This long-term ecological research has been supported by grants from NSF DEB 1407318 and 1457029.

Valeriana edulis growing at its current upper elevation range limit (3790 m).

Long-lived monocarpic plants

Monocarpic plants exhibit an unusual life history in which they grow vegetatively for several years before one spectacular season of flowering and seed production before dying. This strategy relies on the plant being able to slowly accumulate future fitness payoffs and survive long enough to see those returns. In 2024, we began working with David Inouye (emeritus at U. Maryland) on a high elevation (3740 m) population of Frasera speciosa (Gentianaceae) that he has censused annually since 1973. This is—to our knowledge—the longest running demographic study of any herbaceous plant. Frasera is extremely slow growing at this site, which makes it an excellent candidate for studying how sequences of good and bad years determine plant performance and population persistence.

David Inouye (L) and Jake Davis (R) conducting the 53rd annual Frasera speciosa census. One individual has produced a column of flowers in it’s final swan song after decades of vegetative growth.

Endemism, rarity, and conservation

Some species have large ranges, whereas others are restricted to very small areas that increase their vulnerability to extinction. In 2024, we began collaborating with Ian Breckheimer (RMBL) to understand the mechansims of local-to-landscape level variation in abundance in the Colorado rare plant, Physaria alpina (Brassicaceae). We are pairing traditional plot-scale demography with a drone-mounted advanced imaging suite to scale up our understanding of variation in plant performance. This work is advancing our understanding of fundamental plant ecology questions while simultaneously supporting conservation priorities of the Colorado Natural Heritage Program and the Colorado Parks and Wildlife State Wildlife Action Plan.

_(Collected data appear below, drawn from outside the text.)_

PR #587, opened 2018-02-08
Adding DataTable components to export list

ntsaini:
Not sure if there was a reason DataTable components were not in the export list. If there wasn't here is a pull request to add them.

### DIFF
--- a/src/index.js
+++ b/src/index.js
@@ -20,6 +20,23 @@ export ComposedModal, {
 export ContentSwitcher from './components/ContentSwitcher';
 export CopyButton from './components/CopyButton';
 export DangerButton from './components/DangerButton';
+export DataTableRow from './components/DataTableRow';
+export DataTableData from './components/DataTableData';
+export {
+  DataTable,
+  DataTableToolbar,
+  DataTableToolbarContent,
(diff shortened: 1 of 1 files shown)


joshblack:
Hi @ntsaini! 👋  thanks so much for taking the time to make this PR 😄 

For DataTable, it isn't included in the default exports yet because we've only done a beta release of the component. When we do the GA release, we'll add it to the exports list 🙂

ntsaini:
@joshblack  thanks for the response, i thought that might be the case but submitted the pull request just in case it wasn't. 
Do you have a component status page like [this](http://carbondesignsystem.com/component-status) on the main carbon design system website? If not should this status information be indicated somehow in the storybook?

joshblack:
@ntsaini thankfully this specific component will be exposed in #562. In general, if a component isn't being exported then it's considered to be beta. Once we add it to the default exports, it's considered stable 😄  Will try and make sure that the storybook story descriptions reflect this accurately!

Closing this in favor of that PR, hope you don't mind!

ntsaini:
@joshblack that works, no problem at all.

PR #588, opened 2018-02-08
feat(IconV2): introduce pass-thru flavor of icon component

asudoh:
The new `<IconV2>` component allows icon data directly passed via props, and using it along with specific icon data from tree-shakable ESM module of `carbon-icons` beginning `6.3.0` release, app can optimize the bundle size.

Note: Our components using `<Icon>` (e.g. `<Accordion>`) should be updated to `<IconV2>` in future, but updating ones taking arbitrary icon name (e.g. `<Button>`) requires a breaking change.

#### Changelog

**New**

- `<IconV2>` component, as mentioned above.


joshblack:
Also, does this help with people who want to support custom icons at all?

asudoh:
@joshblack Thank you for the feedback! This PR does *not* reduce the size of `carbon-components-react.js` bundle, given it still has `<Icon>` - It rather is for reducing app’s bundle size by switching `<Icon>` to `<IconV2>`. For your latter comment, definitely yes!

joshblack:
@asudoh totally! Just meant an image similar to what is in: https://github.com/carbon-design-system/carbon-components-react/issues/537#issue-291725124 that shows how the consumer's bundle changes (i.e. does `carbon-icons` get smaller)

asudoh:
@joshblack I just took a look at what Rollup generates - I saw only a particular icon (instead of a whole) is imported. Not sure if WebPack is as good as Rollup on tree-shaking front, and thus didn’t use WebPack visualizer.

src/components/IconV2/IconV2-story.js
```diff
@@ -0,0 +1,31 @@
+import React from 'react';
+import { storiesOf } from '@storybook/react';
+import {
+  iconAdd,
+  iconAddGlyph,
+  iconAddOutline,
+} from 'carbon-icons/dist/carbon-icons-list';
```
joshblack: One thing I noticed, should we keep the build dir consistent between the libraries? e.g. here it's `dist`, react does `lib`, etc.

src/components/IconV2/IconV2-story.js
```diff
@@ -0,0 +1,31 @@
+import React from 'react';
+import { storiesOf } from '@storybook/react';
+import {
+  iconAdd,
+  iconAddGlyph,
```
joshblack: Would this be `iconAdd` and `glyphAdd` versus `iconGlyphAdd`? From a naming convention perspective, that is. Totally get that's what is exported from that package currently 😄

src/components/IconV2/IconV2-story.js
asudoh: @joshblack Interesting point - I guess the icons package chose `dist` given there is not much code in it. Also changing the distribution directory would be (minor) breaking change. But feel free to go forward with it if you feel strongly about it!

src/components/IconV2/IconV2-story.js
marijohannessen: @asudoh - going to merge this PR once this comment is addressed 👍

asudoh: Hi @joshblack trying to understand what you meant here - Are you suggesting the names of exports in `carbon-icons` (that’s auto-generated from icon IDs with `s.replace(/\-+([A-z])/g, (match, token) => token.toUpperCase())` logic)? Or something else?

joshblack: Yeah, I think this requires a change in the exports of `carbon-icons`, in this case. I'm not fully aware of all the icon permutations though so might be better to have a naming issue to discuss this kind of stuff just so everyone can weigh in.

asudoh: Created: https://github.com/carbon-design-system/carbon-icons/issues/59

joshblack:
Closing this due to inactivity. Feel free to re-open if we want to think about bringing this in soon!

The seed funds for this work came from the Myrna Steinkamp Grant for research on rare plants from the Colorado Native Plant Society.

An individual Physaria alpina moments before being imaged by the drone launching in the background.

Selected publications

  • Petry, W.K., Soule, J.D., Iler, A.M., Chicas-Mosier, A., Inouye, D.W., Miller, T.E.X., Mooney, K.A. (2016) Sex-specific responses to climate change in plants alter population sex ratio and performance. Science, 353, 69–71. [doi] [pdf] [data]

  • Williams, J., Angert, A., Campbell, A., Compagnoni, A., DeMarche, M., Evans, M., Fowler, J., González, E., Iler, A.M., Loesberg, J., Louthan, A., Martin, A., Moutouama, J., Nordstrom, S., Petry, W.K., Sęn, B., Sheth, S.N., Miller, T.E.X. (preprint) Linking climate and demography to predict population dynamics and persistence under global change. [preprint]

  • Gamelon, M., Firth, J.A., Moullec, M.L., Petry, W.K. & Salguero-Gomez, R. (2021) Longitudinal demographic data collection. In: Demographic Methods Across the Tree of Life (eds. Salguero-Gómez, R. & Gamelon, M.). Oxford University Press. [doi] [pdf]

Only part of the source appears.